(Records Opens)

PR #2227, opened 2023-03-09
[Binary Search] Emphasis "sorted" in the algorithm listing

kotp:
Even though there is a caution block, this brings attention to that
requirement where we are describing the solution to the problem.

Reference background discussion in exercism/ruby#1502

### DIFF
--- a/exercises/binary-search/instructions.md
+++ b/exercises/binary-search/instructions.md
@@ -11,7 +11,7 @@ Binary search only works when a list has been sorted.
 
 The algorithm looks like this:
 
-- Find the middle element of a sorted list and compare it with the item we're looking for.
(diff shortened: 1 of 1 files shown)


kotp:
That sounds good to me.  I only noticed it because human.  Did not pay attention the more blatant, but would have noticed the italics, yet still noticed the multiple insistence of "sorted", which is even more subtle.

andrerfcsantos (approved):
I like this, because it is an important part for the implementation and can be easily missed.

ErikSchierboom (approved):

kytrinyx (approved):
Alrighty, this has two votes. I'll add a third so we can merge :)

(Records Closes)
(Records Opens)

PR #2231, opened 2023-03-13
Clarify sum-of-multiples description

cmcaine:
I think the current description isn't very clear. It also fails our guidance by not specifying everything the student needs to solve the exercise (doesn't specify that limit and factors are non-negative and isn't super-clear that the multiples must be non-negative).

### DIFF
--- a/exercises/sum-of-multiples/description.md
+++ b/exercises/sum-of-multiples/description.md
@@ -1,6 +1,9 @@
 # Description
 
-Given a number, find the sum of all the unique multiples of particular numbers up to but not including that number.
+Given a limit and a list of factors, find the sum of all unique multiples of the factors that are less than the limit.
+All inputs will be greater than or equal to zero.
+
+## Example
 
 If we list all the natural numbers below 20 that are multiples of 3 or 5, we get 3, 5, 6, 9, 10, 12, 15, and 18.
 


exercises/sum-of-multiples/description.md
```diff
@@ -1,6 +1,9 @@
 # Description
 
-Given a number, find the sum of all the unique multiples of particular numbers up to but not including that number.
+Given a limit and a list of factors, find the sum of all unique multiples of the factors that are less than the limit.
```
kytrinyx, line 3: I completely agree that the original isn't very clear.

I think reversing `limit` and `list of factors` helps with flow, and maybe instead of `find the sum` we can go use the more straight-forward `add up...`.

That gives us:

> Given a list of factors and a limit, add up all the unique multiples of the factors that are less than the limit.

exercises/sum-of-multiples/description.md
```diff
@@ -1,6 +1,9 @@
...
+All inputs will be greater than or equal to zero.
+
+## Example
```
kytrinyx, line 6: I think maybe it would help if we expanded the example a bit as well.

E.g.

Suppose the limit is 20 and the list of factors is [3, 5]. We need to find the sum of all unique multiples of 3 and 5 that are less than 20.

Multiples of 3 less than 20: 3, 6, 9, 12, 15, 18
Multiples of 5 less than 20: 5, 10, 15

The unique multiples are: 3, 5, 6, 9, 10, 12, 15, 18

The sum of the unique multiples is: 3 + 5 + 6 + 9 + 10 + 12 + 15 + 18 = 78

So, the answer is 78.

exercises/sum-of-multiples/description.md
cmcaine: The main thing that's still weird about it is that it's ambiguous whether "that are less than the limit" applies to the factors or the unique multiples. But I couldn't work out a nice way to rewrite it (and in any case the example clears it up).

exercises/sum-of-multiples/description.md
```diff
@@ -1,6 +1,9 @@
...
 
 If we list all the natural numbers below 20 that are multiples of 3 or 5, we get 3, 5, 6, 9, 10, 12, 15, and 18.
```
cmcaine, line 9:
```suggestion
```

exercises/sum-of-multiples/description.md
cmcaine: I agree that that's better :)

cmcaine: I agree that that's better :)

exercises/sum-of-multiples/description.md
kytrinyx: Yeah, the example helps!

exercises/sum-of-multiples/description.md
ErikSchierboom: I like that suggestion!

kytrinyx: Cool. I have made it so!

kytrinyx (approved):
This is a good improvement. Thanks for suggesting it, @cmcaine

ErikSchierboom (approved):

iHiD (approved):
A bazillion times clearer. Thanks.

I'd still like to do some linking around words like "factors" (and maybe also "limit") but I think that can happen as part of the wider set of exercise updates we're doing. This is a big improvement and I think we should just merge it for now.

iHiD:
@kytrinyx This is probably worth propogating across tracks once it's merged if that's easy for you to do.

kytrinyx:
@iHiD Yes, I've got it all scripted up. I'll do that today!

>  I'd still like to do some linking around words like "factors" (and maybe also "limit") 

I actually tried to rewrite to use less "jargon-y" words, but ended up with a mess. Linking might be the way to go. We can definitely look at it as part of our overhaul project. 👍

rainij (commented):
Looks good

(Records Closes)

Work instruction :: Copy each line above that has the word "opened".

Reply ::
PR #2227, opened 2023-03-09
PR #2231, opened 2023-03-13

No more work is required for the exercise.